Part of Amazon's success over the years was its Affiliate program that encouraged users to link to Amazon products and earn a small percentage from the sales in return. For many years Amazon also provided an API to let developers pull information from Amazon's catalog. Amazon's catalog is huge and they provide a plethora of data, from product names and categories over pictures and prizes to user reviews – all available to developers through the API. Naturally there are hundreds of applications and plugins making use of this data.
One of Amazon's requirement on using the API always was that all shown products had to link back to the product page at Amazon. Of course this link could be tied to a Affiliate ID as well. Many of the mentioned apps come with the Affiliate ID of their creator preinstalled and provide a steady income stream.
So the current API is well established, is sending millions of customers to Amazon and is providing income to many developers out there. A healthy little ecosystem. Until recently.
In May this year, Amazon renamed the API from Amazon Associates Web Service to Product Advertising API and added a new requirement:
In addition to the new name, signatures will be necessary to authenticate each call to the Product Advertising API.
The signing of requests will be required starting August the 15th 2009.
So what's so bad about it? For signing the request, you need to use a Secret Access Key. That key is tied to your account and Amazon states explicitly:
Your Secret Access Key is a secret and only you and AWS should know it. It is important to keep it confidential to protect your account. Never include it in your requests to AWS, and never e-mail it to anyone. Do not share it outside your organization, even if an inquiry appears to come from AWS or Amazon.com. No one who legitimately represents Amazon will ever ask you for your Secret Access Key.
This means that no Open Source application can work out of the box using the Amazon API, because you can't put the secret key into your code obviously. For some apps it might be reasonable to let users sign up for their own keys, but user experience is clearly damaged.
But there is something else, one user in the Amazon developer forums summed up under Did new signature policy killed my income?:
I have developed open source software that displays Amazon products. It's being used by people who don't have an developers account, they might have an associate ID but if they don't my associate ID will be used, giving me some income.
The only solution is that, if people want to use my software, have to sign up for AWS and enter the AWS information in my program.

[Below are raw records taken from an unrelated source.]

PR #1065, opened 2022-09-23
Add `disk` command and allows multiple additional disks

sam-berning:
https://github.com/lima-vm/lima/issues/722

After looking through the discussion on https://github.com/lima-vm/lima/pull/759, I implemented a basic volume command. Volumes are stored under a `_volumes` directory under `$LIMA_HOME` and can be attached by name to an instance in its LimaYAML.

Also added a boot script that performs some setup for volumes. So far, it creates a filesystem labeled with the volume name if it's the first time the volume has been attached to an instance. In the future, we could expand it to bind-mount the volume to specific directories.


examples/default.yaml
```diff
@@ -353,6 +353,14 @@ hostResolver:
 # - 1.1.1.1
 # - 1.0.0.1
 
+# Lima volumes to attach to the instance. The volumes will be accessible from inside
+# the instance, labeled by name. (e.g. if the volume is named "data", it will be labeled
+# "lima-data" inside the instance).
+# 🟢 Builtin default: null
+volumes:
+# volumes should be a list of volume name strings, for example:
+# - "data"
```
AkihiroSuda, line 362: Perhaps this should be added near `mounts`?

pkg/store/filenames/filenames.go
```diff
@@ -47,6 +48,12 @@ const (
 	SocketDir = "sock"
 )
 
+// Filenames used under a volume directory
+
+const (
+	DataDisk = "datadisk"
```
AkihiroSuda, line 54: Please update `docs/internal.md` to explain the new files and directories
https://github.com/lima-vm/lima/blob/master/docs/internal.md#instance-directory-lima_homeinstance

cmd/limactl/volume.go
```diff
@@ -0,0 +1,184 @@
...
+		Use:   "volume",
+		Short: "Lima volume management",
+		Example: `  Create a volume:
+  $ limactl volume create data_volume
+
+  List existing volumes:
+  $ limactl volume ls
+
+  Delete a volume:
+  $ limactl volume delete data_volume`,
```
AkihiroSuda, line 28: Please update the command reference https://github.com/lima-vm/lima#command-reference

AkihiroSuda: And also needs CI
https://github.com/lima-vm/lima/blob/master/hack/test-example.sh

pkg/cidata/cidata.TEMPLATE.d/boot/05-lima-volumes.sh
```diff
@@ -0,0 +1,22 @@
...
+}
+
+for i in $(seq 0 $((LIMA_CIDATA_VOLUMES - 1))); do
+  VOLUME_NAME="$(get_volume_var $i "NAME")"
+  DEVICE_NAME="$(get_volume_var $i "DEVICE")"
+
+  # first time setup
+  if [[ ! -b "/dev/disk/by-label/lima-${VOLUME_NAME}" ]]; then
+    # TODO: skip if volume is tagged as "raw"
+    echo 'type=83' | sfdisk --label dos "/dev/${DEVICE_NAME}"
```
AkihiroSuda, line 19: Please add a comment line to explain this magic value

AkihiroSuda, line 19: Can we use GPT?

examples/default.yaml
```diff
@@ -353,6 +353,14 @@ hostResolver:
 # - 1.1.1.1
 # - 1.0.0.1
 
+# Lima volumes to attach to the instance. The volumes will be accessible from inside
+# the instance, labeled by name. (e.g. if the volume is named "data", it will be labeled
+# "lima-data" inside the instance).
```
AkihiroSuda, line 358: Where is the mount point of the volume?

pkg/qemu/qemu.go
```diff
@@ -437,6 +465,10 @@ func Cmdline(cfg Config) (string, []string, error) {
 	} else if !isBaseDiskCDROM {
 		args = append(args, "-drive", fmt.Sprintf("file=%s,if=virtio", baseDisk))
 	}
+	for _, volDisk := range volumeDisks {
+		args = append(args, "-drive", fmt.Sprintf("file=%s,if=virtio", volDisk))
```
AkihiroSuda, line 469: Does this lock the file so that the same volume can't be written by multiple instances simultaneously?

examples/default.yaml
sam-berning: Will add in the next commit. Planning on mounting them under `/mnt/lima-${VOLUME_NAME}`

pkg/qemu/qemu.go
sam-berning: No, it doesn't. Just tested attaching a volume to two instances at once and writing to it from each of the instances - they overwrote each other and corrupted the volume. I'll introduce some sort of locking mechanism

pkg/cidata/cidata.TEMPLATE.d/boot/05-lima-volumes.sh
sam-berning: I think I'll just replace the magic value with the `linux` alias as per the [manpage](https://man7.org/linux/man-pages/man8/sfdisk.8.html), any concerns?

jandubois:
Please fix linter errors (run `make lint` locally to verify).

cmd/limactl/volume.go
```diff
@@ -0,0 +1,235 @@
...
+		}
+		if vol.Instance == "" {
+			logrus.Warnf("Ignoring unlocked volume %q", volName)
+			continue
+		}
+		inst, err := store.Inspect(vol.Instance)
+		if err != nil {
+			logrus.Warnf("Could not inspect instance %q using volume %q", vol.Instance, volName)
+			continue
+		}
```
jandubois, line 224: This is not correct. When `store.Inspect()` returns an `err`, it means the instance does not exist. In that case we need to skip the check if the instance is running and go straight to unlocking the volume.

This can happen e.g. when you `limactl delete -f INSTANCE`.

I would argue that force-deleting an instance should still unlock the volumes too, but the logic here should be fixed anyways, in case there are other ways to end up with a deleted instance that leaves the symlinks behind.

If there are any errors besides the instance not existing, then they are returned in `inst.Errors`. If that slice is non-empty, then the errors should be reported here, and the unlock should be skipped.

pkg/hostagent/hostagent.go
```diff
@@ -466,6 +466,22 @@ func (a *HostAgent) startHostAgentRoutines(ctx context.Context) error {
...
+	if len(a.y.Volumes) > 0 {
+		a.onClose = append(a.onClose, func() error {
+			var unlockMErr error
+			for _, v := range a.y.Volumes {
+				vol, inspectErr := store.InspectVolume(v)
+				if inspectErr != nil {
+					unlockMErr = multierror.Append(unlockMErr, inspectErr)
+					continue
+				}
+				if unlockErr := vol.Unlock(); unlockErr != nil {
```
jandubois, line 478: For symmetry with the mounts it would be nice to provide logging for mounting/unmounting volumes too.

```console
$ l start default
[...]
INFO[0022] [hostagent] Mounting "/Users/jan" on "/Users/jan"
INFO[0022] [hostagent] Mounting "/tmp/lima" on "/tmp/lima"

$ l stop default
[...]
INFO[0000] [hostagent] Unmounting "/Users/jan"
INFO[0000] [hostagent] Unmounting "/tmp/lima"
```
There is no corresponding logging for volumes right now.

For mounts the logging happens in `m.Close()`. I'm not sure if the logging should happen in `vol.Unlock()` or explicitly here in the hostagent code. The rest of `pkg/store` is not emitting any logs because it is low-level code.

cmd/limactl/volume.go
```diff
@@ -0,0 +1,235 @@
...
+		Short: "Create a Lima volume",
+		Args:  cobra.ExactArgs(1),
+		RunE:  volumeCreateAction,
+	}
+	volumeCreateCommand.Flags().String("size", "2G", "configure the volume size")
+	return volumeCreateCommand
+}
+
+func volumeCreateAction(cmd *cobra.Command, args []string) error {
+	_, err := createVolume(cmd, args)
```
jandubois, line 57: Why do you need a separate `createVolume()` function that just returns an extra value that is being ignored here.
The function isn't called from anywhere else, so why isn't it inlined here instead?

cmd/limactl/volume.go
```diff
@@ -0,0 +1,235 @@
...
+	diskSize, err := units.RAMInBytes(size)
+	if err != nil {
+		return nil, err
+	}
+
+	if err := qemu.CreateDataDisk(volDir, int(diskSize)); err != nil {
+		return nil, err
+	}
+
+	vol, err := store.InspectVolume(name)
```
jandubois, line 97: I don't think there is any need to call `InspectVolume` here; the volume has just been created, without any errors, so why should the `Inspect` fail already.

cmd/limactl/volume.go
```diff
@@ -0,0 +1,235 @@
...
+		Example: `
+To list existing volumes:
+$ limactl volume list
+`,
+		Short:   "List existing Lima volumes",
+		Aliases: []string{"ls"},
+		Args:    cobra.NoArgs,
+		RunE:    volumeListAction,
+	}
+	return volumeListCommand
```
jandubois, line 116: This can of course be added later, but it would be nice to have a `--json` flag, just like on the main `list` command:

```console
$ l ls --json | jq
{
  "name": "alpine",
  "status": "Stopped",
  "dir": "/Users/jan/.lima/alpine",
  "arch": "x86_64",
  "cpuType": "host",
  "cpus": 4,
  "memory": 4294967296,
  "disk": 107374182400
}
```

cmd/limactl/volume.go
```diff
@@ -0,0 +1,235 @@
...
+	for _, volName := range args {
+		vol, err := store.InspectVolume(volName)
+		if err != nil {
+			if errors.Is(err, fs.ErrNotExist) {
+				logrus.Warnf("Ignoring non-existent volume %q", volName)
+				continue
+			}
+			return err
+		}
+		if err := deleteVolume(vol); err != nil {
```
jandubois, line 172: I think you should call `LockVolume` first to make sure you are not deleting a volume that is in use by a running instance.

cmd/limactl/volume.go
```diff
@@ -0,0 +1,235 @@
...
+		Aliases: []string{"remove", "rm"},
+		Short:   "Delete one or more Lima volumes",
+		Args:    cobra.MinimumNArgs(1),
+		RunE:    volumeDeleteAction,
+	}
+	return volumeDeleteCommand
+}
+
+func volumeDeleteAction(cmd *cobra.Command, args []string) error {
+	for _, volName := range args {
```
jandubois, line 163: I wonder if it makes sense to read the `lima.yaml` files of **all** instances, to see if a volume is still referenced by any stopped instance, and then ask for confirmation before deleting it (with `limactl volume rm -f` overriding the check).

The networking code does a similar thing to shut down managed network daemons when no running instance is using the specific network anymore, so there is precedence for considering all instances.

pkg/store/volume.go
```diff
@@ -0,0 +1,69 @@
...
+type Volume struct {
+	Name        string `json:"name"`
+	Size        int64  `json:"size"`
+	Dir         string `json:"dir"`
+	DiskPath    string `json:"diskPath"`
+	Instance    string `json:"instance"`
+	InstanceDir string `json:"instanceDir"`
+}
+
+func InspectVolume(volName string) (*Volume, error) {
```
jandubois, line 22: I wonder if it would make sense to follow the same API as the `store.Inspect()` function: to only return an error if the volume doesn't exists, and otherwise collecting errors in a `volume.Errors` slice.

It isn't really needed here, but it might be nice for consistency.

jandubois (commented):
Thank you, this is very useful.  I'm done with this round of reviewing, but have some feedback that should be addressed.

README.md
```diff
@@ -224,6 +224,14 @@ Use `<INSTANCE>:<FILENAME>` to specify a source or target inside an instance.
 #### `limactl edit`
 `limactl edit <INSTANCE>`: edit the instance
 
+#### `limactl volume`
+
```
AkihiroSuda, line 228: Needs an explanation of "volume". (filesystem, mount point, size, ...)

Probably it should be also noted that this is unrelated to `nerdctl volume` volumes.
(So, `limactl storage` or `limactl disk` might be less confusing name?)

docs/internal.md
```diff
@@ -59,6 +59,16 @@ Host agent:
...
 
+## Volume directory (`${LIMA_HOME}/_volumes/<VOLUME>`)
+
+A volume directory contains the following files:
+
+disk:
+- `datadisk`: the qcow2 disk that is attached to an instance when the volume is attached to an instance
+
+lock:
+- `in_use_by`: symlink to the instance directory that is using the volume
```
AkihiroSuda, line 70: relative symlink or absolute symlink?

pkg/store/volume.go
```diff
@@ -0,0 +1,69 @@
...
+		vol.Instance = filepath.Base(instDir)
+		vol.InstanceDir = instDir
+	}
+
+	return vol, nil
+}
+
+func (v *Volume) Lock(instanceDir string) error {
+	inUseBy := filepath.Join(v.Dir, filenames.InUseBy)
+	return os.Symlink(instanceDir, inUseBy)
```
AkihiroSuda, line 63: Shouldn't we use flock?

README.md
jandubois: > Needs an explanation of "volume". (filesystem, mount point, size, ...)

Yes, but not necessarily in the `README.md`. The other commands also include only the most common option and an abbreviated description. The question is where else it should go; ideally we would have some proper documentation, but who is going to write it?

> Probably it should be also noted that this is unrelated to nerdctl volume volumes.
> (So, limactl storage or limactl disk might be less confusing name?)

I don't know; "volume" was the first choice for this functionality for me too, because that's what it is.

But I understand the risk of confusion; just like people get confused between nerdctl namespaces and kubernetes namespaces.

I'm still fine with `volume` but would prefer `disk` over `storage`.

docs/internal.md
jandubois: It is an absolute symlink, which I think is good, but not sure if it matters.

pkg/store/volume.go
jandubois: We could. `flock` is just advisory, but since this is only checked by lima, that doesn't matter. The advantage of the symlink is that the `basename(symlink)` gives us the instance name, so we can see which instance holds the lock.

examples/default.yaml
jandubois: The mount point should be documented right here in `default.yaml`.

pkg/qemu/qemu.go
```diff
@@ -437,6 +475,10 @@ func Cmdline(cfg Config) (string, []string, error) {
...
```
jandubois, line 479: Needs to add `discard=on` option to enable `fstrim` support. See https://github.com/lima-vm/lima/pull/1102/files.

```suggestion
		args = append(args, "-drive", fmt.Sprintf("file=%s,if=virtio,discard=on", volDisk))
```

docs/internal.md
sam-berning: I agree that an absolute symlink is preferable. This would let us further separate volume storage from instance storage if we wanted to (e.g. a separate `$LIMA_VOLUME_HOME`)

README.md
sam-berning: I'd be ok with changing the naming to `disk`. I agree that `volume` would be better in isolation but I think it's likely this overlap will confuse a few people. I'll update in the next commit.

cmd/limactl/volume.go
jandubois: I just realized that `LockVolume` would require an instance here, so `vol.InspectVolume()` should be called instead and **must** return an error before you can call `deleteVolume()`.

docs/internal.md
jandubois: > I agree that an absolute symlink is preferable.

It is already an absolute symlink iirc.

> This would let us further separate volume storage from instance storage if we wanted to (e.g. a separate $LIMA_VOLUME_HOME)

I can't really see the use case for this. If we wanted to do this at all, I would rather be able to specify a full pathname for the volume in `limactl volume create`, and then put a symlink to that file into `$LIMA_HOME/_volumes/$VOLUME`. That way you have total flexibility on where the volumes are stored, and you can also easily move them manually yourself.

Doing the manual moving should already work right now with this PR without further code changes.

jandubois:
Please rebase the PR to resolve merge conflicts!

cmd/limactl/disk.go
```diff
@@ -0,0 +1,307 @@
...
+		Use: "create DISK",
+		Example: `
+To create a new disk:
+$ limactl disk create DISK
+`,
+		Short: "Create a Lima disk",
+		Args:  cobra.ExactArgs(1),
+		RunE:  diskCreateAction,
+	}
+	diskCreateCommand.Flags().String("size", "2G", "configure the disk size")
```
AkihiroSuda, line 53: Isn't this too small?

AkihiroSuda:
Please squash commits and make sure to keep the PR title is consistent with the actual code

cmd/limactl/volume.go
jandubois: > When store.Inspect() returns an err, it means the instance does not exist. In that case we need to skip the check if the instance is running and go straight to unlocking the volume.

Thank you for fixing this!

> I would argue that force-deleting an instance should still unlock the volumes too, but the logic here should be fixed anyways, in case there are other ways to end up with a deleted instance that leaves the symlinks behind.

Please edit `stopInstanceForcibly` in `cmd/limactl/stop.go` and unlock all disks locked by the instance being killed!

README.md
jandubois: I know we have already all agreed on `disk`, but I only now noticed that this means we now have both a `disk` and a `disks` key in `lima.yaml`, which is confusing.

if we are sticking with `disk` for the concept (I'm still fine with using `volume`), then maybe we should at least change the key in `lima.yaml` to `dataDisks`, to separate it from `disk` which really should have been `diskSize`.

@AkihiroSuda What do you think?

AkihiroSuda: What about `additionalDisks`?

cmd/limactl/disk.go
jandubois: > Isn't this too small?

I agree that it sounds small, but I don't know how to pick a reasonable default size.

Given that this is just the maximum size of a sparse file, there is not much harm in picking a larger value, but which size should be "large enough" for most use cases?

Maybe `10G`? But it still is pretty arbitrary.

sam-berning: Maybe half the default size of the primary disk? `50G`?

chancez: Every disk needs a size, why not make it empty and make it a required flag?

cmd/limactl/disk.go
```diff
@@ -0,0 +1,305 @@
...
+	)
+	return diskCommand
+}
+
+func newDiskCreateCommand() *cobra.Command {
+	var diskCreateCommand = &cobra.Command{
+		Use: "create DISK",
+		Example: `
+To create a new disk:
+$ limactl disk create DISK
```
AkihiroSuda, line 47: The `size` has to be now explicitly specified?

cmd/limactl/disk.go
```diff
@@ -0,0 +1,305 @@
...
+		return err
+	}
+
+	diskSize, err := units.RAMInBytes(size)
+	if err != nil {
+		return err
+	}
+
+	// only exactly one arg is allowed
+	name := args[0]
```
AkihiroSuda, line 70: Perhaps make sure that the `name` does not contain `os.PathSeparator`

examples/disk.yaml
```diff
@@ -0,0 +1,25 @@
+# This example requires Lima v0.7.0 or later.
```
AkihiroSuda, line 1: v0.14.0

examples/disk.yaml
```diff
@@ -0,0 +1,25 @@
...
+- location: "https://cloud-images.ubuntu.com/releases/22.04/release/ubuntu-22.04-server-cloudimg-arm64.img"
+  arch: "aarch64"
+
+mounts:
+- location: "~"
+- location: "/tmp/lima"
+  writable: true
+
+# in order to use this example, you must first create the disk "data". run:
+# $ limactl disk create data
```
AkihiroSuda, line 23: Needs size

jandubois:
This PR also needs to be rebased on latest `master` so it can pass integration tests.

cmd/limactl/disk.go
sam-berning: This should be handled by `identifiers.Validate()` in `store.DiskDir()`

AkihiroSuda (dismissed):
Thanks, LGTM but needs rebase again.

The locking mechanism seems still racy, but can be addressed in another PR

AkihiroSuda (approved):

pkg/store/disk.go
```diff
@@ -0,0 +1,71 @@
...
+	disk.Size = info.VSize
+
+	instDir, err := os.Readlink(filepath.Join(diskDir, filenames.InUseBy))
+	if err != nil {
+		if errors.Is(err, fs.ErrNotExist) {
+			disk.Instance = ""
+			disk.InstanceDir = ""
+		} else {
+			return nil, err
+		}
```
jandubois, line 52: The struct is already initialized with the null values, so the explicit assignment seems redundant:

```suggestion
		if !errors.Is(err, fs.ErrNotExist) {
			return nil, err
		}
```

cmd/limactl/disk.go
```diff
@@ -0,0 +1,305 @@
...
+	diskDir, err := store.DiskDir(name)
+	if err != nil {
+		return err
+	}
+
+	if _, err := os.Stat(diskDir); !errors.Is(err, fs.ErrNotExist) {
+		return fmt.Errorf("disk %q already exists (%q)", name, diskDir)
+	}
+
+	logrus.Infof("Creating a disk %q", name)
```
jandubois, line 81: Maybe include the disk size in the log, so show how the size was parsed:

```suggestion
	logrus.Infof("Creating disk %q size %s", name, units.BytesSize(float64(diskSize)))
```

cmd/limactl/disk.go
```diff
@@ -0,0 +1,305 @@
...
+func newDiskListCommand() *cobra.Command {
+	var diskListCommand = &cobra.Command{
+		Use: "list",
+		Example: `
+To list existing disks:
+$ limactl disk list
+`,
+		Short:   "List existing Lima disks",
+		Aliases: []string{"ls"},
+		Args:    cobra.NoArgs,
```
jandubois, line 103: Thought for a later PR (low priority):

I think it would be good to allow disk names to be passed as args (for symmetry with `limactl ls`, which allows instance names), and then only emit the data for those disk images.

cmd/limactl/disk.go
```diff
@@ -0,0 +1,305 @@
...
+
+To delete multiple disks:
+$ limactl disk delete DISK1 DISK2 ...
+`,
+		Aliases: []string{"remove", "rm"},
+		Short:   "Delete one or more Lima disks",
+		Args:    cobra.MinimumNArgs(1),
+		RunE:    diskDeleteAction,
+	}
+	diskDeleteCommand.Flags().Bool("force", false, "force delete")
```
jandubois, line 171: The option should allow `-f` shorthand, just like `limactl delete -f INSTANCE`:

```suggestion
	diskDeleteCommand.Flags().BoolP("force", "f", false, "force delete")
```

cmd/limactl/disk.go
```diff
@@ -0,0 +1,305 @@
...
+		disk, err := store.InspectDisk(diskName)
+		if err != nil {
+			if errors.Is(err, fs.ErrNotExist) {
+				logrus.Warnf("Ignoring non-existent disk %q", diskName)
+				continue
+			}
+			return err
+		}
+		if disk.Instance != "" {
+			return fmt.Errorf("cannot delete disk %q in use by instance %q", disk.Name, disk.Instance)
```
jandubois, line 208: It feels inconsistent to me that a locked disk will abort the command, but a non-existing disk is simply skipped:

```
limactl disk rm foo bar
```

If `foo` doesn't exist, `bar` will still be deleted. But if `foo` exists and is locked, then `bar` will not be deleted (and there is no message to the effect that additional disks have been skipped due to the error).

I think this the locked disk should be logged as an error, but additional disks should still be processed.

And then I wonder if failures if `deleteDisk` should be treated the same way too: log an error, but continue to attempt deleting the remaining disks?

Of course the command must exit with a non-zero status code if any disk couldn't be deleted. I'm not sure how non-existing disks should be treated: should they also cause a non-zero error?

@AkihiroSuda WDYT?

cmd/limactl/disk.go
```diff
@@ -0,0 +1,305 @@
...
+		}
+		instances, err := store.Instances()
+		if err != nil {
+			return err
+		}
```
jandubois, line 213: This should be moved outside the `for` loop:

```
		instances, err := store.Instances()
		if err != nil {
			return err
		}
		for _, diskName := range args {
			...
		}
```

Although the "expensive" operation is `store.Inspect(instName)`, so those would have to be cached outside the loop as well. Maybe not worth the extra code.

hack/test-example.sh
```diff
@@ -78,6 +82,14 @@ export ftp_proxy=http://localhost:2121
 
 INFO "Starting \"$NAME\" from \"$FILE\""
 defer "limactl delete -f \"$NAME\""
+
+if [[ -n ${CHECKS["disk"]} ]]; then
+	if ! limactl disk ls | grep -q "^data\s"; then
```
jandubois, line 87: This is an example where it would be useful to be able to pass disk names to the `ls` command:

```
if ! limactl disk ls data; then
   ...
fi
```

pkg/qemu/qemu.go
```diff
@@ -422,6 +438,30 @@ func Cmdline(cfg Config) (string, []string, error) {
...
+				logrus.Errorf("could not load disk %q: %q", diskName, err)
+				return "", nil, err
+			}
+
+			if d.Instance != "" {
+				logrus.Errorf("could not attach disk %q, in use by instance %q", diskName, d.Instance)
+				return "", nil, err
+			}
+			logrus.Infof("Mounting disk %q on %q", diskName, d.MountPoint)
+			err = d.Lock(cfg.InstanceDir)
```
jandubois, line 455: If there are any errors from here until `ha.Run()` is called, then we won't unlock the disk and the user will have to manually `limactl disk unlock DISK` before being able to use it again. It would be better to have some "unlock on error" handling somewhere in `hostagentAction`.

jandubois (approved):
I've "resolved" all existing discussions, as they all seem to have been implemented.

I've done one more round of reviews, and found a few minor issues. I'm fine with merging this PR as-is, and addressing the issues in a follow, because we have a bunch of large PRs piled up now, and we will get more and more merge conflicts until we start merging the big pieces.

@sam-berning So I'm going to merge this PR, but please look at all unresolved feedback, and either address in a follow-PR, or let me know, and I'll create an open issue for it!

cmd/limactl/disk.go
sam-berning: Can you open an issue for this? I think we should keep this behavior consistent between `limactl disk delete` and `limactl delete`, and I think this needs some more discussion.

I see two potential problems with this:
1. People won't sign up and not use my software.
2. People who do sign up will in the process most likely sign up for an associate ID as well.
In both cases I will loose income.
Amazon didn't even care to respond to the forum post.
I haven't updated the DokuWiki Amazon Plugin yet and I guess many other scripts out there will stop working August the 15th. I wonder how large the impact of the revenue loss at Amazon through this will be, hopefully big enough to let them reconsider.